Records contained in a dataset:

▼▼▼

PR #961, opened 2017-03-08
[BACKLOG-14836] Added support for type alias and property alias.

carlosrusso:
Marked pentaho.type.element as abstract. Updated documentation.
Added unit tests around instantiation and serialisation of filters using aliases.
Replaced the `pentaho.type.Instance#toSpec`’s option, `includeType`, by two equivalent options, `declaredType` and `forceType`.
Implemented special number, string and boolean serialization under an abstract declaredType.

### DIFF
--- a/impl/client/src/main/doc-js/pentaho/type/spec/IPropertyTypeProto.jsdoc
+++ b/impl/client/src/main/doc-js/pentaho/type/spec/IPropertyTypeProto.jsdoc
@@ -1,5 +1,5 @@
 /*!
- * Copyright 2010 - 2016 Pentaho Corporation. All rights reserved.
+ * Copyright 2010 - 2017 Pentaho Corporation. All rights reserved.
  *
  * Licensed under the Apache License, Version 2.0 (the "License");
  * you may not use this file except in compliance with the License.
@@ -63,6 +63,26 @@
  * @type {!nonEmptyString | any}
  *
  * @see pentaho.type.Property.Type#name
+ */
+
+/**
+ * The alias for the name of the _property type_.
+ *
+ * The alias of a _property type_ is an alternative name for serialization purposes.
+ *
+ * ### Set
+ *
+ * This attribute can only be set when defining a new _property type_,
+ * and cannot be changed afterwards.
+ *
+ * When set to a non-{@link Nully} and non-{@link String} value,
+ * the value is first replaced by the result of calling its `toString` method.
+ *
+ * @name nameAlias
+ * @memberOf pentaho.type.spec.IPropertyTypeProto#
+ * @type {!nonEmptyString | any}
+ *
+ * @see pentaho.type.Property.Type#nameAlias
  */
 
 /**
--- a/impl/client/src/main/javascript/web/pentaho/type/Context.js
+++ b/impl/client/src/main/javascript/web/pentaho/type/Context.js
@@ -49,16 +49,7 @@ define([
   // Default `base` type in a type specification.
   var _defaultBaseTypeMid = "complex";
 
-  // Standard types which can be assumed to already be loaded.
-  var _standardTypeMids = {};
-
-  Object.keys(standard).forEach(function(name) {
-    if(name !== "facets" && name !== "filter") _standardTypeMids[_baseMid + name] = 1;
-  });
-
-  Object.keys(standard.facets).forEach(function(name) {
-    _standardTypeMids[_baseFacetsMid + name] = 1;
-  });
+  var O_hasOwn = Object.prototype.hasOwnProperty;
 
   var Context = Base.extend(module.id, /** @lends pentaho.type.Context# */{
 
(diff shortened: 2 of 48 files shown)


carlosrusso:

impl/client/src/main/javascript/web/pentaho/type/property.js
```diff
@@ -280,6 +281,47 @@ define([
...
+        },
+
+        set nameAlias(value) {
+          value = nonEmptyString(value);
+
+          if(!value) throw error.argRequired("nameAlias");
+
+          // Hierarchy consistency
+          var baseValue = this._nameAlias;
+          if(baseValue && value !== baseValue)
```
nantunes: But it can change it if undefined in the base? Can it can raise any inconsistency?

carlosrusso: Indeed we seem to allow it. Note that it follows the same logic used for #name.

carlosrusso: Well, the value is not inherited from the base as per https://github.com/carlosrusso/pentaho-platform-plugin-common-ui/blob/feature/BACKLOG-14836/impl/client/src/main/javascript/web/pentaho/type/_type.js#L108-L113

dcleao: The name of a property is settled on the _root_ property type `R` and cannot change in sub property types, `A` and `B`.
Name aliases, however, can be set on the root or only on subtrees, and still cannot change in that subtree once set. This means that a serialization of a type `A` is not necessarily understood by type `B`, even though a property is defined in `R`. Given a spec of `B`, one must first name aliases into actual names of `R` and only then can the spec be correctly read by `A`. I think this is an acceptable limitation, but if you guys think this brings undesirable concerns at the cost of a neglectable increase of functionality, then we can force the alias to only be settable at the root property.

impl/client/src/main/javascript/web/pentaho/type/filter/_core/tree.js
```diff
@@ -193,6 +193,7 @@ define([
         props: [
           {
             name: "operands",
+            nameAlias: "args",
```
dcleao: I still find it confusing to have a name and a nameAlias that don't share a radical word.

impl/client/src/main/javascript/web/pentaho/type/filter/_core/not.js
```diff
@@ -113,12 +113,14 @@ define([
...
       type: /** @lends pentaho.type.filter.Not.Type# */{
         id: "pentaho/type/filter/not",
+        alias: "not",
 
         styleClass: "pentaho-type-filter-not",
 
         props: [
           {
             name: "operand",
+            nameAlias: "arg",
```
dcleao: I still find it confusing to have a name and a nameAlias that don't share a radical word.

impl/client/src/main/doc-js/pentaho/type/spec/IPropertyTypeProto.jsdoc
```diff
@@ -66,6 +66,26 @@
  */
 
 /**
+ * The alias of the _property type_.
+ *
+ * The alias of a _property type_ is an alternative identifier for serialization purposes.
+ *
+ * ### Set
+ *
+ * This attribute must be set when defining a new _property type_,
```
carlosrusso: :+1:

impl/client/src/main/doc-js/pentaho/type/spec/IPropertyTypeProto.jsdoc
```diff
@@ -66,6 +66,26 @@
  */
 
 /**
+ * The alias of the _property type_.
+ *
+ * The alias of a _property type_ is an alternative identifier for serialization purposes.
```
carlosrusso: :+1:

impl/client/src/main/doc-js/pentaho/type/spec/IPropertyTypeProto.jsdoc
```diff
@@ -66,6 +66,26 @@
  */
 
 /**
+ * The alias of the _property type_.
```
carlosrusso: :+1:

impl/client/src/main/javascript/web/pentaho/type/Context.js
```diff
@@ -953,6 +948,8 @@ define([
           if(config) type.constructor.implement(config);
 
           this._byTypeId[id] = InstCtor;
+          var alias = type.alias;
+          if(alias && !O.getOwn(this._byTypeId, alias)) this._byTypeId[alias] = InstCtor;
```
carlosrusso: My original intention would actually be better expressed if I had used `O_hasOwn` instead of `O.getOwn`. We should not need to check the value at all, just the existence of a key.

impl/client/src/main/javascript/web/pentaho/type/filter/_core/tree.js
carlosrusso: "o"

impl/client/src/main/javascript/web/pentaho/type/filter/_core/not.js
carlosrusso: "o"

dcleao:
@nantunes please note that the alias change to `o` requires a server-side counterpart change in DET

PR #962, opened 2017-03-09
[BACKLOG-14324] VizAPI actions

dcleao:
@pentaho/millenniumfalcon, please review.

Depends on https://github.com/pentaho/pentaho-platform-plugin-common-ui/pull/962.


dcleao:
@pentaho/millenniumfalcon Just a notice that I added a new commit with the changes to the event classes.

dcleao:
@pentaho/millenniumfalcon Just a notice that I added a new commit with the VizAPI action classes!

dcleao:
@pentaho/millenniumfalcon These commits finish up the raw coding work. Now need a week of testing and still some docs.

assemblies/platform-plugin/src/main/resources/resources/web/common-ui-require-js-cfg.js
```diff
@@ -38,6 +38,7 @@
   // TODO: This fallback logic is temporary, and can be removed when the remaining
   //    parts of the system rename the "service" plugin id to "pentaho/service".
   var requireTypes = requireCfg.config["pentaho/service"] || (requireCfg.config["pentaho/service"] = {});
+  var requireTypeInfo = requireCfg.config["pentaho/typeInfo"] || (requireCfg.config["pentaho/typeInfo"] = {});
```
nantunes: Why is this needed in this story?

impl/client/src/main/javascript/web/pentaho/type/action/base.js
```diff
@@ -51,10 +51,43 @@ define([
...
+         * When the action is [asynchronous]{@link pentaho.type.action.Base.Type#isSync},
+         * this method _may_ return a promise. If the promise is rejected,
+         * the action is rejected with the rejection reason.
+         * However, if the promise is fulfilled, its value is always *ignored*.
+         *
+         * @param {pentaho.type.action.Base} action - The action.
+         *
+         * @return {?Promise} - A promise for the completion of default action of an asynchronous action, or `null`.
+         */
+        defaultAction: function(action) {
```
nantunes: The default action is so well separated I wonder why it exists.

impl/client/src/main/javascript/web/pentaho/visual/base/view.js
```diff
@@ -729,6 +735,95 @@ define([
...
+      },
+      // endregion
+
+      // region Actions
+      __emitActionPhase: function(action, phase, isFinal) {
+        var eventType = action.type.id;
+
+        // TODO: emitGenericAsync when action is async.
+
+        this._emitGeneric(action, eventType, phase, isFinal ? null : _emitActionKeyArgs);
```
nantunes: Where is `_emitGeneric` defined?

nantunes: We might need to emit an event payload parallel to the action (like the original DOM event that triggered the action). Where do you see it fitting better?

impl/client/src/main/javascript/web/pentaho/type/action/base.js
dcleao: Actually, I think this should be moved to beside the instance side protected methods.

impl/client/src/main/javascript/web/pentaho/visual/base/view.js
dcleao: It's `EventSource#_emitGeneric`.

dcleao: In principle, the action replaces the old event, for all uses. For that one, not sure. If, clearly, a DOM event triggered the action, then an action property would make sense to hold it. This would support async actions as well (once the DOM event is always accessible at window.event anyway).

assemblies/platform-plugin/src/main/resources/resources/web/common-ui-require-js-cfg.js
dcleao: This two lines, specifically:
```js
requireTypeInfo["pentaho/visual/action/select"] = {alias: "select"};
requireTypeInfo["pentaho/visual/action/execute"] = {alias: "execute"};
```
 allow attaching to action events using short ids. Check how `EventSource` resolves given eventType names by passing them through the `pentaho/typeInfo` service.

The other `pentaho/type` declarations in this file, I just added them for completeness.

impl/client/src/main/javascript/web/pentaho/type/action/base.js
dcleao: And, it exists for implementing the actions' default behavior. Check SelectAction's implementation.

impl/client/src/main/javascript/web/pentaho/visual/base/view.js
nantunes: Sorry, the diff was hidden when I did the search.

▲▲▲

Required action: Check each line of the data for "would". Copy the lines where it turns up.

Exercise solution:
carlosrusso: My original intention would actually be better expressed if I had used `O_hasOwn` instead of `O.getOwn`. We should not need to check the value at all, just the existence of a key.
dcleao: In principle, the action replaces the old event, for all uses. For that one, not sure. If, clearly, a DOM event triggered the action, then an action property would make sense to hold it. This would support async actions as well (once the DOM event is always accessible at window.event anyway).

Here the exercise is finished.